A small VPS of mine started throwing disk-space alerts despite hosting almost nothing. Twenty gigabytes of disk, a couple of light services, and somehow only two gigs free. The culprit, as it so often is on a systemd box that nobody's tuned, was the journal. journalctl --disk-usage reported twelve gigabytes. On a 20GB disk. Logging, the thing that's meant to help you find problems, had become the problem.
The default journald configuration is sensible for a desktop and quietly hostile on a small server. It's allowed to use up to 10% of the filesystem, which sounds modest until your filesystem is small or your services are chatty. Worse, that limit is a high-water mark it grows towards and then sits at, so a brief flood of logs months ago can leave you permanently down a chunk of disk.
first, reclaim the space
The immediate fix is to vacuum. You can bound the journal by size, by age, or by number of files. I usually do it by size to get headroom back fast:
# how bad is it
journalctl --disk-usage
# keep only the most recent 500M, delete the rest now
sudo journalctl --vacuum-size=500M
# or by age, if you'd rather keep a fixed window
sudo journalctl --vacuum-time=2weeks
That's a one-off, though. It frees the space but does nothing to stop it filling up again, which is the bit people skip and then wonder why they're back a month later.

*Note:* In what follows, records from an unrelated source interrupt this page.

PR #1735, opened 2022-04-21
add Ubuntu 22.04 Jammy to pbuilder

evgeni:


ehelms (approved):

ekohl:
"fun" fact: this never deployed properly since our deb node is Debian 10, but debootstrap is too old to know Jammy there. We need to update to Debian 11 and get debootstrap from backports. I opened https://github.com/theforeman/foreman-infra/pull/1773 to revert this until we can upgrade.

then, bound it permanently
The real fix lives in /etc/systemd/journald.conf. The defaults are mostly commented out, which is its own small trap: people open the file, see everything commented, assume nothing's configured, and don't realise the commented values are the active defaults. Set explicit limits:
[Journal]
SystemMaxUse=500M
SystemKeepFree=1G
SystemMaxFileSize=50M
MaxRetentionSec=2week
SystemMaxUse is the hard cap on total journal size. SystemKeepFree tells journald to always leave at least that much free on the filesystem, which is the belt-and-braces that stops logging ever being the thing that fills a disk. SystemMaxFileSize keeps individual journal files small enough that rotation and vacuuming are granular rather than all-or-nothing. MaxRetentionSec discards anything older than the window regardless of size.

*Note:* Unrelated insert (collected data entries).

PR #1737, opened 2022-04-27
merge metadata instead of keeping it

evgeni:


evgeni:
draft, needs testing

puppet/modules/web/files/deploy-yumrepo.sh
```diff
@@ -46,7 +46,10 @@ do_rsync() {
 			fi
 
 			if [[ $MERGE == true ]] ; then
-				createrepo_c --skip-symlinks --update --keep-all-metadata .
+				zcat repodata/*-modules.yaml.gz > modules.yaml
+				rm repodata/*-modules.yaml.gz
```
ehelms, line 50:
```suggestion
				modifyrepo_c --remove modules repodata/
```

This prevents a warning like seen below and feels cleaner by using the tooling.

```
C_CREATEREPOLIB: Warning: Record with type "modules" already exists in repomd.xml
```

evgeni: Does that also remove unreferenced modules yaml files?

ehelms: Oh you want to clean out all modules.yaml.gz files, so perhaps both are needed to avoid the warning?

evgeni: Yeah. The idea is:
- We have an old yaml
- We rsync a new yaml
- We cat both into one
- We clean up
- We add the new one into the repomd

But yeah, both sounds good

ehelms: And do I understand correctly that the idea is to wind up with:

*modules.yaml.gz
```
---
  <module stuff
...
---
  <next set of module stuff>
...
---
  <next next set of stuff
...
```

ehelms (approved):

Restart the service to apply:
sudo systemctl restart systemd-journald
journalctl --disk-usage
On that VPS it dropped from twelve gigabytes to under five hundred megabytes and has stayed there since.
persistent or volatile
One decision worth making consciously: do you want the journal to survive reboots at all? If /var/log/journal exists, it's persistent. If it doesn't, the journal lives in /run and vanishes on reboot. For a server you almost always want persistence, so you can investigate a crash after the fact. The Storage=auto default does the right thing as long as that directory exists:
sudo mkdir -p /var/log/journal
sudo systemd-tmpfiles --create --prefix /var/log/journal
For an ephemeral box that ships its logs elsewhere, Storage=volatile is a legitimate choice and saves the disk entirely.
find the service that's actually shouting
Capping the journal treats the symptom. It's worth ten minutes to find the cause, because a service generating gigabytes of logs is usually a service with a problem you'd want to know about. You can sort by who's noisiest:
journalctl --output=verbose | \
grep -oP '_SYSTEMD_UNIT=\K\S+' | sort | uniq -c | sort -rn | head
In my case it was a container health check logging a full line every two seconds, twenty-four hours a day, for months. Forty thous-odd lines a day of "I am fine" is its own kind of joke. I turned the check's verbosity down and the journal growth rate dropped to something sensible without any caps needed at all.
the takeaway
Bounding journald is two minutes of work and it's one of the first things I now do on any new server, before it has a chance to surprise me. Set SystemMaxUse and SystemKeepFree, make sure persistence is how you want it, and occasionally check who's filling the thing. The journal is a brilliant tool. It just shouldn't be allowed to grow until it's the emergency you're using it to diagnose.